Directions |
Word for word, print all of the lines below.

Stored data:
PR #3571, opened 2023-04-13
Disable BuildMRT in public CI builds

kythant:
Disable BuildMRT in public CI builds

Microsoft.Taef's version update won't be publicly available for the time being


codendone (approved):
:shipit:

Problem solution |
PR #3571, opened 2023-04-13
Disable BuildMRT in public CI builds

kythant:
Disable BuildMRT in public CI builds

Microsoft.Taef's version update won't be publicly available for the time being


codendone (approved):
:shipit:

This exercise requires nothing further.